Esto último se evidencia de la sola lectura del escrito de demanda. Por un lado, consideró la recurrente que debió aplicársele a su protegida la Ley 750 de 2002. Afirmó, así mismo, que era en aras de proteger el interés superior de los menores. Pero no confrontó tal postura con la de las instancias, de las cuales se advierte que si la procesada cumple la pena privativa de la libertad a ella impuesta en el lugar de su residencia, al lado de sus hijos menores de edad, precisamente los expondría al riesgo de afectar su formación y desarrollo personal.

Esta aserción tuvo como fundamento el mismo hecho atribuido y aceptado por SANDRA MILENA GONZÁLEZ POZO, del cual se deriva que instrumentalizó a su propia hija, de trece años de edad, para realizar un delito propio de estructuras criminales. En palabras del Tribunal: “[…] aunque la condenada carece de antecedentes penales y es madre de varios menores de edad, y uno de ellos afronta una incapacidad, de otro lado, se observa que sin reparo alguno hizo uso de una de sus menores hijas para ejecutar el delito y pretender asegurar su éxito, el cual no consiguió en razón al actuar de las autoridades; situación que coloca de relieve que su comportamiento frente a sus menores hijos resulta altamente reprochable, concluyéndose que sumado ello al delito imputado requiere necesariamente el tratamiento penitenciario ”.
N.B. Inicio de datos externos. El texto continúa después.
PR #5061, opened 2021-12-15
Added support for Heatit ZM Single Relay 16A

hansrune:
Domoticz seems to have it's own fork of open-wave these days . In case you now maintain open-zwave separately, please add this PR.

This PR is already [integrated in open-zwave](https://github.com/OpenZWave/open-zwave/pull/2620):

_My first attempt on device support. Based on config file from https://products.z-wavealliance.org/products/4062. Tested to work in Domoticz, and passes the make xmltest and dist-update_

### DIFF
--- a/Config/manufacturer_specific.xml
+++ b/Config/manufacturer_specific.xml
@@ -1771,6 +1771,7 @@
     <Product config="there/800z.xml" id="0001" name="ThereGate" type="0001"/>
   </Manufacturer>
   <Manufacturer id="019b" name="ThermoFloor AS">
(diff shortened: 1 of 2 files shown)


gizmocuz:
Thank you for the configuration changes and this PR.

We always handled the device configuration files seperatly.
OZW is not being development anymore. Only device configuration changes are changed.
For this reason we are moving to MQTT with auto discovery and zwavejs2mqtt.
You can already try this in the latest beta versions.

hansrune:
Thanks. That was quick . Yes - I'm aware and interested in moving as well.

Esta postura no contradice, sino por el contrario reafirma, la de la Corte Constitucional en el fallo C-147 de 2007, según el cual “ la opción domiciliaria tampoco puede ser válida cuando la naturaleza del delito por el que se procesa a la mujer cabeza de familia […] pone en riesgo la integridad física y moral de los hijos menores ”. Por otro lado, propuso la demandante la no aplicación del principio de no reforma peyorativa por el hecho de que la primera instancia (en contravía del principio de legalidad de la pena –numeral 1 del artículo 39 del Código Penal) impuso una pena de una unidad multa, equivalente a un salario mínimo legal mensual vigente, cuando la prevista en el tipo penal, con el incremento correspondiente, imponía una mínima de 2.666 salarios, lo que, con la rebaja del 50% de la pena reconocida por el juez en virtud de la aceptación de cargos, le representaba una sanción pecuniaria de 1.333 salarios, monto que al final fue reconocido por el Tribunal.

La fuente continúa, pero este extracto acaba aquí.